One-point compactification of $[1,2)\cup[3,4)\cup\{5\}$ I am asked to describe the one point compactification of X=$[1,2)\cup[3,4)\cup\{5\}$. I see that X is not a compact set, so X should be a  dense subset in $X_{+}$. It's seems that $[1,2]\cup[3,4)\cup\{5\}$ is homeomorphic to $X_{+}$. But $X_{+}$ is compact while $[1,2]\cup[3,4)\cup\{5\}$ isn't compact...
 A: Note that an isolated point remains such in the one-point compactification. Indeed, if $x$ is isolated in the locally compact space $X$ and $\infty$ is the added point: indeed $X\setminus\{x\}$ is a neighborhood of $\infty$.
Thus you only need to find the one-point compactification of $[1,2)\cup[3,4)$.
This is (homeomorphic to) any closed interval. Just reverse $[3,4)$ and identify the two terminal points.
A: A one point compactification does not require that the point be in $\mathbb R$ and behave like a point in $\mathbb R$.
It's not so much that you need to add a point-- you can add $2, 4, \infty$ or $-52$ or $\text{babar the elephant}$-- what matters is what the open sets you add.
If we add the point $\infty$ we must define an open set containing $\infty$ as $G\cup \{\infty\}$ there $G\subset [1,2)\cup [3,4)\cup \{5\}$, $G$ is open and $([1,2)\cup[3,4)\cup\{5\} )\setminus G$ is compact.
Those are just the sets $(2-\epsilon, 2)\cup (4-\delta,4)$.

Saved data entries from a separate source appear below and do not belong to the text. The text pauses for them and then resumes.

PR #4704, opened 2020-06-01
use standard string_view

arvidn:


neheb:
Does this mean master is C++17?

arvidn:
@neheb yes, it is. although. it seems msvc still has some issues with this particular patch

PR #4707, opened 2020-06-01
Use time_duration instead of int for predictive pieces

vktr:
Scanning for some low hanging fruits - found this. Seemed kinda straightforward so made a best effort fix.

### DIFF
--- a/src/peer_connection.cpp
+++ b/src/peer_connection.cpp
@@ -3013,13 +3013,20 @@ namespace {
 						// do we have left to download?
 						std::int64_t const rate = peer->connection->statistics().download_payload_rate();
 						std::int64_t const bytes_left = std::int64_t(st.requested) * t->block_size();
-						// the settings unit is milliseconds, so calculate the
-						// number of milliseconds worth of bytes left in the piece
-						if (rate > 1000
-							&& (bytes_left * 1000) / rate < m_settings.get_int(settings_pack::predictive_piece_announce))
+
+						// calculate the eta for the piece
+						time_duration const eta = rate > 0
+							? milliseconds((bytes_left * 1000) / rate)
+							: milliseconds(0);
+
+						// the configured threshold for predictive piece announce
+						time_duration const threshold = milliseconds(
+							m_settings.get_int(settings_pack::predictive_piece_announce));
+
+						if (rate > 1000 && eta < threshold)
 						{
 							// we predict we will complete this piece very soon.
-							t->predicted_have_piece(piece, int((bytes_left * 1000) / rate));
+							t->predicted_have_piece(piece, eta);
 						}
 					}
 				}
--- a/src/torrent.cpp
+++ b/src/torrent.cpp
@@ -4166,8 +4166,7 @@ namespace {
 	// announce it to peers ahead of time to eliminate the
 	// round-trip times involved in announcing it, requesting it
 	// and sending it
-	// TODO: 2 use chrono type for time duration
-	void torrent::predicted_have_piece(piece_index_t const index, int const milliseconds)
+	void torrent::predicted_have_piece(piece_index_t const index, time_duration const duration)
 	{
 		auto const i = std::lower_bound(m_predictive_pieces.begin()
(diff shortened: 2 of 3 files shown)


src/peer_connection.cpp
```diff
@@ -3013,13 +3013,19 @@ namespace {
...
-						if (rate > 1000
-							&& (bytes_left * 1000) / rate < m_settings.get_int(settings_pack::predictive_piece_announce))
+
+						// calculate the eta for the piece
+						milliseconds32 const eta = rate > 0
+							? milliseconds32((bytes_left * 1000) / rate)
+							: milliseconds32(0);
+
+						// the configured threshold for predictive piece announce
+						int const threshold = m_settings.get_int(settings_pack::predictive_piece_announce);
```
arvidn, line 3023: ideally threshold here should be a chrono type as well

src/torrent.cpp
```diff
@@ -4166,8 +4166,7 @@ namespace {
 	// announce it to peers ahead of time to eliminate the
 	// round-trip times involved in announcing it, requesting it
 	// and sending it
-	// TODO: 2 use chrono type for time duration
-	void torrent::predicted_have_piece(piece_index_t const index, int const milliseconds)
+	void torrent::predicted_have_piece(piece_index_t const index, time_duration const duration)
```
arvidn, line 4169: I'm a bit torn here. On one hand, using the "generic" `time_duration` here is nice, because it hides internals. But on the other hand, it does mean the `milliseconds32` will be converted to nanoseconds (or maybe microseconds) in an `in64_t` just to be converted back again.

If this function would take a `milliseconds32` directly, you would still have the type-safety, you would just leak to the caller what format you're using internally in the function

arvidn:
I don't have a strong opinion about my comments. If you don't think anything should change, I'll merge this

src/torrent.cpp
vktr: I'm not too sure about the internals and I'm not at my workstation so I don't have the code in front of me - but if we make the `threshold` a time_duration, then we can use the regular `milliseconds` type I think? I chose `milliseconds32` to be able to use `eta.count()` without a static_cast to int.

If that works, we would keep the time_duration in `torrent::predicted_have_piece` but won't have to to the conversion from `milliseconds32`.

That said, I'm not well-versed in these APIs :)

vktr:
I left a review comment and also have another thought which spawned on me - the documentation for `settings_pack::predictive_piece_announce` mentions that setting it to 0 will disable it. Is that comparison done elsewhere or should I add an early return for that condition?

arvidn:
that check is here: https://github.com/arvidn/libtorrent/pull/4707/files#diff-ef3200244e6b5d4205ddce84844adb7eR2994

src/torrent.cpp
arvidn: > but if we make the threshold a time_duration, then we can use the regular milliseconds type I think? I chose milliseconds32 to be able to use eta.count() without a static_cast to int.

That sounds right. I thought you picked `milliseconds32` to maintain the `int` width in the existing code :)

vktr:
I updated the code to reflect what we discussed. Let me know if you need further changes, otherwise I think this is ready for merging.

arvidn:
speaking of low hanging fruit. `master` is using C++17 now, so there are probably a bunch of opportunities to make things a bit nicer with that. structured bindings instead of `std::tie()` for instance. maybe limiting variable scopes with statement-if.

I'm working on some cleanups to use `string_view` and to rely on stronger noexcept guarantees.

vktr:
I'll have a look. C++ is not really my main language, but I know enough to be dangerous so I'll see if I can find something to do :)

vktr:
One (of 13) Travis builds failed - something to look into or ignore?

arvidn:
yeah, those tests have been flaky lately, especially on mac. I really should look into fixing that

vktr:
I've got a MacBook so I can see if it's something I can reproduce.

So define sets of the form $(2-\epsilon,2)\cup (4-\delta,4)\cup \{\infty\}; 0< \epsilon < 1;0<\delta<1$ as open; and then $[1,3)\cup [3,4) \cup \{5\}\cup \infty$ is the one point campactification.
....
Alternatively.  You can define it as $[1,2]\cup [3,4)\cup\{5\}$ where $(2-\epsilon]\cup (4-\delta,4)$ is defined to be open.
Or as $[1,2]\cup [3,4]\cup\{5\}$ where $2$ is assumed to equal $4$ and the sets $(2-\epsilon, 2]\cup (4-\delta, 4]$ are assumedd to be open.
A: For $x\in [1,2)\cup \{5\}$ let $f(x)=x.$ For $x\in (3,4]$ let $f(x)=5-x.$ Then $f:X\to Y=[1,2)\cup (2,3]\cup \{5\}$ is a homeomorphism. Now $Y'=Y\cup \{2\}$ is a compactification of $Y.$ So let $X'=X\cup\{2\}$, and let $f(2)=2.$ And let  $U\subset X'$ be open in $X'$ iff $f[U]$ is open in $Y'.$
A: Let $Y$ = $[0,2] \cup \{3\}$ as a subspace of $\Bbb R$. This is compact Hausdorff.
Then note that $$[0,2] \setminus \{1\} = [0,1) \cup (1,2] \cup \{3\} \simeq [0,1) \cup [1,2) \cup \{3\} \simeq X$$ So $Y$ is homeomorphic to the one-point compactification of $X$, by the essential unicity of this compactification.